Other interesting take aways:
- Plastic packaging upstream matters - including things like buying produce in plastic packaging, or that produce previously being handled on plastic (so! Grow your own whenever possible if avoiding plastic matters to you!)
- Both avoiding plastic packaging/plastic touching food, and avoiding plastic in your kitchen made a difference, independently of each other - so achieving 'perfect' avoidance wasn't necessary to reduce exposure (by 30+%!).
- Almost 60% reduction in bisphenols was possible
- individually packaged items are significantly worse for plastic contamination than bulk packaged.
- plastic in food prep appliances matters - possibly also in dishwashers...
- Avoiding plastic tends to lead to a healthier diet
- Even researchers attempting to provide a non-plastic diet struggle to provide plastic free food thanks to upstream contamination
- Researchers speculated some plastic compounds may be stored in adipose tissue.
- Avoiding plastic contact in personal care products (shampoos, soaps, etc) also made a difference
- Study participants who had the lowest levels before the study were those who 'rarely consumed fast food, highly processed foods, foods in plastic packaging or microwaved foods in plastic'


This study has definitely reaffirmed my decision to avoid plastics in my food choices and refuse to microwave items in plastic. I'm now seriously considering my remaining food contact plastic usage, the largest of which is freezer bags for storing vegetables in my freezer. I'm also considering my personal care products which I tend to buy in bulk but are stored long term, in plastic...
1 week ago
My understanding is most commercial pie fillings are made with moschata squash too.

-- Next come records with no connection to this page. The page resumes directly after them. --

PR #2766, opened 2016-11-24
Implement Harmony Proxy

rap1ds:
This PR implements a `HarmonyProxyController`, which has two main responsibilities:

* Forward requests to Harmony service
* Authenticate and authorize the request

The path for the controller is `/harmony_proxy`. Request to `/harmony_proxy/path/to/somewhere` are forwarded to Harmony with path `/path/to/somewhere`. Query and body parameters are forwarded without changing them. Only whitelisted paths will be forwarded.

The proxy endpoint tries to mimic the real Harmony service as close as possible, but there are two exceptions:

* JWT token / authentication context is not needed
* Only JSON format is supported

Also, one change is made to the `BodyEncoder` middleware: The middleware takes now `encoding` options, which allows to override the default encoding. HarmonyProxy uses JSON, where as Transit is the default encoding.

### DIFF
--- a/app/controllers/harmony_proxy_controller.rb
+++ b/app/controllers/harmony_proxy_controller.rb
@@ -23,7 +23,7 @@ class HarmonyProxyController < ApplicationController
 
   EndpointDefinition = EntityUtils.define_builder(
     [:name, :symbol, :mandatory],
-    [:required_role, :mandatory, one_of: [:none, :user, :admin]],
+    [:login_needed, :bool, :mandatory],
     [:authorization, :callable, :mandatory])
 
   # Define here all the endpoints that you want to forward to Harmony
@@ -32,9 +32,7 @@ class HarmonyProxyController < ApplicationController
   #
   # - name: This is the endpoint name as a symbol. The name MUST match to one
   #         of the endpoints in the Harmony Client endpoint map.
-  # - required_role: The minimum role that is required to the action.
-  #                  Available roles are :none, :user and :admin, where
-  #                  :none < :user < :admin
+  # - login_needed: if `false`, this endpoint can be accessed by unlogged user
   # - authorization: A callable, which is called with two params, req and
   #                  auth_context. The function should return `true` if the user
   #                  is allowed to perform the given action, otherwise `false`
@@ -42,7 +40,7 @@ class HarmonyProxyController < ApplicationController
   ENDPOINTS = [
     {
       name: :show_bookable,
-      required_role: :user,
+      login_needed: true,
       authorization: AuthorizeShowBookable
     }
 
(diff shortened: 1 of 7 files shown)


app/controllers/harmony_proxy_controller.rb
```diff
@@ -0,0 +1,190 @@
...
+
+      raw_uuid = UUIDUtils.raw(UUIDTools::UUID.parse(q[:refId]))
+      listing = Listing.find_by(uuid: raw_uuid)
+
+      return false if listing.nil?
+
+      author_uuid = listing.author.uuid_object.to_s
+
+      auth_context[:marketplaceId] == q[:marketplaceId]
+      auth_context[:actorId] == author_uuid
```
kpuputti: Is there an `&&` missing to take both of these comparisons into account?

app/controllers/harmony_proxy_controller.rb
```diff
@@ -0,0 +1,190 @@
...
+  # The purpose of the controller is to forward all calls to it to
+  # Harmony service and authrize the requests before forwarding them.
+  #
+  # Errors (from the proxy):
+  #
+  # - 404: Endpoint not found
+  # - 401: Authentication needed, but user is not logged in
+  # - 403: Authorization failed
+  #
+  # If there are now errors from the proxy (auth passed and call forwarded),
```
kpuputti: s/now/no/

app/controllers/harmony_proxy_controller.rb
```diff
@@ -0,0 +1,190 @@
...
+  end
+
+  # Authenticate the user:
+  #
+  # - If login is needed, but user is not logged in, return 401
+  # - Else, create auth_context from @current_user
+  #
+  def authenticate(ctx)
+    if ctx[:endpoint][:login_needed] == true && @current_user.nil?
+      Result::Error.new("Unauhtorized", ctx.merge(error: { status: 401 }))
```
kpuputti: s/Unauhtorized/Unauthorized/

config/routes.rb
```diff
@@ -60,6 +60,10 @@
     post "/prospect_emails" => "marketplaces#create_prospect_email"
   end
 
+  # Harmony Proxy
+  # This endpoint proxies the requests to Harmony and does authorization
+  match '/harmony_proxy/*path' => 'harmony_proxy#proxy', via: :all
```
kpuputti: Rename path to harmony_path?

app/controllers/harmony_proxy_controller.rb
```diff
@@ -0,0 +1,190 @@
...
+  # The endpoint definition has contains following values:
+  #
+  # - name: This is the endpoint name as a symbol. The name MUST match to one
+  #         of the endpoints in the Harmony Client endpoint map.
+  # - login_needed: if `false`, this endpoint can be accessed by unlogged user
+  # - authorization: A callable, which is called with two params, req and
+  #                  auth_context. The function should return `true` if the user
+  #                  is allowed to perform the given action, otherwise `false`
+  #
+  ENDPOINTS = [
```
kpuputti: Rename this to convey that it's local endpoint that can be used?

PR #2768, opened 2016-11-28
Manage listing availability

kpuputti:


rap1ds:
Code looks good! 🎉

Two things that I noted while playing with the Storybook component:

1. Should there be hide animation for the sidebar when the close icon (the X) is clicked? Now the sidebar is hidden immediately.
2. This was a bit unexpected, steps:

  1. Open sidebar
  2. Click one day to block it
  3. Click the same day to unblock it

  Expected: Sidebar can be closed and there is no warning about unsaved changes. Save button is disabled/hidden

  Actual: Closing the sidebar shows warning about unsaved changed. Save button is visible.

kpuputti:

Honeynut is a hybrid  moschata variety known for being sweet + small. Might be worth a try? I haven't tried it personally but keep stumbling on rave reviews for it.
2 weeks ago
Not sure where you are in Canada, but I had a boss who had worked in various tropical and subtropical jungles, and northern Canada, who said northern Canada wins for mosquitos.

You may be able to manage them in an urban location, but for a remote/rural location, good luck. Mosquitos are uniquely evolved to thrive in Canada. The more untouched the land, the more untouched the mosquito population.
(And possibly also the black fly, deer fly, and horse fly population. And no-see-ums)

I advise investing in bug nets. And screened in gazebos. I had a bug net on my bed as a child because our house had holes mosquitoes would enter.

A strong fan can also help, as does keeping areas open with lots of wind.  Orient any unscreened decks or porches for max wind, and keep trees away from the house.

Treasure and use the early and late season before and after frost to do as much as possible, then learn to love working in the rain and sweating in long sleeves.

In better news, I can normally get my first 150 bites of the year over with in a couple days, and not really notice mosquito bites for the rest of the year, plus mosquito bourne illness is rare.

Edit: I have now moved to southern Ontario, where mosquitoes are a mild nuisance, not a life style.